One source of good information is Mark Polk's RV Garage videos on YouTube. Mark just completed a total rebuild of a 1967 Yellowstone travel trailer, sixteen episodes are available online.

Mark's RV Garage


I saw all of those videos and, frankly, he didn't impress me. I'll grant he has forgotten more about RVs than I'll ever know but even i could see some of the things he did during that project were just wrong or poorly planned.
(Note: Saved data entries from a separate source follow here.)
PR #995, opened 2024-09-10
Variant search config.

marikomedlock:
First pass at variant search config for AoU 2023 Q3R2 CT underlay.

As part of this PR, I also ran indexing on the `variant` entity and `variantPerson` entity group on AoU CT test data in the Verily dev project.


tjennison-work (commented):
Similar to surveys, we won't want to use the existing entity group config/data protos, so if they're not anxious to check this in we might want to wait until we have new ones.

marikomedlock:
Per offline discussion, moved config files into separate `_testonly` directories, so we can iterate on these config files across multiple PRs without modifying the underlays that AoU is currently using.

tjennison-work (approved):

PR #999, opened 2024-09-12
Util to generateId, remove extra userEmail args

dexamundsen:
- create ServiceUtils.newArtifactId() to wrap id creation
- remove --info option from github workflows. It removed unnecessary console info
- use lastModifiedBy = createdBy during artifact.build. This ensured that the values are same during object creation.
- Add createdBy to the cohortbuilder itself instead of passing it as additional param


.github/workflowsForDownstreamRepo/regression-test-downstream-repo.yaml
```diff
@@ -53,7 +53,7 @@ jobs:
         mkdir -p rendered/
         echo "$GHA_SA_KEY" > rendered/gha_sa_key.json
         export GOOGLE_APPLICATION_CREDENTIALS=$PWD/rendered/gha_sa_key.json
-        ./tanagra/gradlew -p tanagra service:regressionTests -PregressionTestUnderlays="${UNDERLAYS:-$DEFAULT_UNDERLAYS}" --info --scan
+        ./tanagra/gradlew -p tanagra service:regressionTests -PregressionTestUnderlays="${UNDERLAYS:-$DEFAULT_UNDERLAYS}" --scan
```
dexamundsen, line 56: Removes info level console log, makes it easier to load and debug the run logs

indexer/src/main/java/bio/terra/tanagra/indexing/JobSequencer.java
```diff
@@ -497,14 +497,11 @@ public enum JobExecutor {
...
         List<SequencedJobSet> jobSets, boolean isDryRun, IndexingJob.RunType runType) {
-      switch (this) {
-        case SERIAL:
-          return new SerialRunner(jobSets, isDryRun, runType);
-        case PARALLEL:
-          return new ParallelRunner(jobSets, isDryRun, runType);
-        default:
-          throw new IllegalArgumentException("Unknown JobExecution enum type: " + this);
-      }
+      return switch (this) {
```
dexamundsen, line 500: enhanced switch from java 17

service/src/main/java/bio/terra/tanagra/app/controller/CohortsApiController.java
```diff
@@ -67,8 +67,8 @@ public ResponseEntity<ApiCohort> createCohort(String studyId, ApiCohortCreateInf
             Cohort.builder()
                 .displayName(body.getDisplayName())
                 .description(body.getDescription())
-                .underlay(body.getUnderlayName()),
-            SpringAuthentication.getCurrentUser().getEmail());
+                .underlay(body.getUnderlayName())
+                .createdBy(SpringAuthentication.getCurrentUser().getEmail()));
```
dexamundsen, line 71: Useremail is only used for this field in nested functions. Add it to builder and remove the param

service/src/main/java/bio/terra/tanagra/db/CohortDao.java
```diff
@@ -327,10 +327,7 @@ public String createNextRevision(
             .setIsMostRecent(true)
             .version(cohort.getMostRecentRevision().getVersion() + 1)
             .createdBy(userEmail)
-            .lastModifiedBy(userEmail)
```
dexamundsen, line 330: lastmodifiedby is set in build() during creation if its is null

service/src/main/java/bio/terra/tanagra/service/artifact/model/Study.java
```diff
@@ -192,18 +192,21 @@ public Builder isDeleted(boolean isDeleted) {
     }
 
     public Study build() {
+      // true if the id is empty or null
+      if (StringUtils.isEmpty(id)) {
```
dexamundsen, line 196: moved up

indexer/src/main/java/bio/terra/tanagra/indexing/JobSequencer.java
tjennison-work: In general, it's not a good idea to make this sort of sweeping cleanup in a PR that is doing other, unrelated things. It makes this change harder to review because I don't know if any differences I come across are intended or not, and can cause cherry-picks, rollbacks, etc. to be more difficult. Don't bother pulling it out of this PR but something to keep in mind in the future.

service/src/main/java/bio/terra/tanagra/app/controller/CohortsApiController.java
```diff
@@ -195,36 +195,36 @@ public ResponseEntity<ApiInstanceCountList> queryCohortCounts(
...
-        break;
-      case NUM_DAYS_AFTER:
-        operator = BooleanAndOrFilter.LogicalOperator.OR;
-        joinOperator = JoinOperator.NUM_DAYS_AFTER;
-        break;
-      default:
-        throw new IllegalArgumentException(
-            "Unknown criteria group section operator: " + apiObj.getOperator());
-    }
+    JoinOperator joinOperator =
```
tjennison-work, line 198: I don't think this particular conversion is an upgrade. It's not shorter and now there's two different styles instead of one.

tjennison-work (approved):

service/src/main/java/bio/terra/tanagra/service/ServiceUtils.java
```diff
@@ -0,0 +1,11 @@
+package bio.terra.tanagra.service;
+
+import org.apache.commons.lang3.RandomStringUtils;
+
+public class ServiceUtils {
```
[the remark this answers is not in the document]
dexamundsen: reason added - yes, its a wrapper class. but enables us to change it everywhere is needed instead of individual changes, and controls the length etc. 
i am not strongly opinionated. Can remove if insisted.

service/src/main/java/bio/terra/tanagra/app/controller/CohortsApiController.java
dexamundsen: from my understanding it drills down to how it is compiled for execution. was introduced in java 17

service/src/main/java/bio/terra/tanagra/db/CohortDao.java
```diff
@@ -327,10 +327,7 @@ public String createNextRevision(
...
             .id(null) // Builder will generate a new id.
-            .created(null)
-            .lastModified(null)
```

A short list of things he did that horrified me includes: installing the water heater (or furnace, I forget which) underneath an openable window (a great way to get possibly fatal fumes into the trailer; the window should have been just a single, unopenable piece of glass); soldering wire joints with too small of a soldering iron and just globbing on the solder; when replacing the axle (a last minute project because he didn't realize it was too light duty until he tried to install hydraulic brakes; as a so called RV expert, he should have realized that from the word go), he just lightly wire brushed the springs and spray painted the side that showed (he should have removed the springs to replace the bushings--adding wet bolts would have been a good idea--and clean up any corrosion between the leaves); when installing the hydraulic brake lines, he didn't properly support them, especially where the steel lines transitioned to the flex line at each wheel; putting the rubber roof on before all the wiring and the siding had been installed.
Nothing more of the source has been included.